Entries supplied:
________________________________________
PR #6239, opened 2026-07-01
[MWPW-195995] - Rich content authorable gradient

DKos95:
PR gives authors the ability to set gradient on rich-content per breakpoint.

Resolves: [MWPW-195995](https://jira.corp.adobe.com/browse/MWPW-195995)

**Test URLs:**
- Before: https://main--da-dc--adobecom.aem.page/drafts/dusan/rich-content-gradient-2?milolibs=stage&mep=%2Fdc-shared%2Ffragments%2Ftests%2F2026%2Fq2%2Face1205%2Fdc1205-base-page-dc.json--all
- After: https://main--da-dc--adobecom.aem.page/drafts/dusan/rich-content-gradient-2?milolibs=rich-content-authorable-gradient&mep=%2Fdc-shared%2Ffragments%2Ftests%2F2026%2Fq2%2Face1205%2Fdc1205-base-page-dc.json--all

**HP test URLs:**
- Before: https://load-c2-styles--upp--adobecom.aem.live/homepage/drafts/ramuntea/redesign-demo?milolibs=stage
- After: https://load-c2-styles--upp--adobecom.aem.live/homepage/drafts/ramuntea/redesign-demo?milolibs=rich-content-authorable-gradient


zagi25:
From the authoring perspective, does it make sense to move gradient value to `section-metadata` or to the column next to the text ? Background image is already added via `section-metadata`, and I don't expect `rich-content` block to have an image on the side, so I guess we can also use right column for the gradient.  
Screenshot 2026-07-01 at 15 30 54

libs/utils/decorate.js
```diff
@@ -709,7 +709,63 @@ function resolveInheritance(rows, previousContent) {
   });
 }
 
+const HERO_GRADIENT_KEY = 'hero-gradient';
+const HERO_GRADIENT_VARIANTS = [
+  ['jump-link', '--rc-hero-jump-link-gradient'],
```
________________________________________
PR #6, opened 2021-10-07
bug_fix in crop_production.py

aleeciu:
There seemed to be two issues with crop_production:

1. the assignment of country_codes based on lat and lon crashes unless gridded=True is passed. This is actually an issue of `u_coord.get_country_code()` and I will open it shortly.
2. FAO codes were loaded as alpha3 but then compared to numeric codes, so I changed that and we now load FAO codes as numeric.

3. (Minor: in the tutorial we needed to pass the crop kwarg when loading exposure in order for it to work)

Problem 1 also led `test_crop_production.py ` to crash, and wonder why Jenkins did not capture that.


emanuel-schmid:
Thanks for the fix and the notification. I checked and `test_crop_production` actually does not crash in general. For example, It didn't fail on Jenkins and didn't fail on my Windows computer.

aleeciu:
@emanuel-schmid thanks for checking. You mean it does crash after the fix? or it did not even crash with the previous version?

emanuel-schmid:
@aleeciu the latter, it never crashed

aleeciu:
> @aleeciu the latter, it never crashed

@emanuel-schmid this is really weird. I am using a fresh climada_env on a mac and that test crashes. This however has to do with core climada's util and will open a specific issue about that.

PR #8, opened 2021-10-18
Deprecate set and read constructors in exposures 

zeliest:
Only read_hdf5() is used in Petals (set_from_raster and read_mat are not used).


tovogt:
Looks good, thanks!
________________________________________
Problem statement:
I'd like every line with the string "schmid" copied from the listing.

Task result:
emanuel-schmid:
@emanuel-schmid thanks for checking. You mean it does crash after the fix? or it did not even crash with the previous version?
emanuel-schmid:
@emanuel-schmid this is really weird. I am using a fresh climada_env on a mac and that test crashes. This however has to do with core climada's util and will open a specific issue about that.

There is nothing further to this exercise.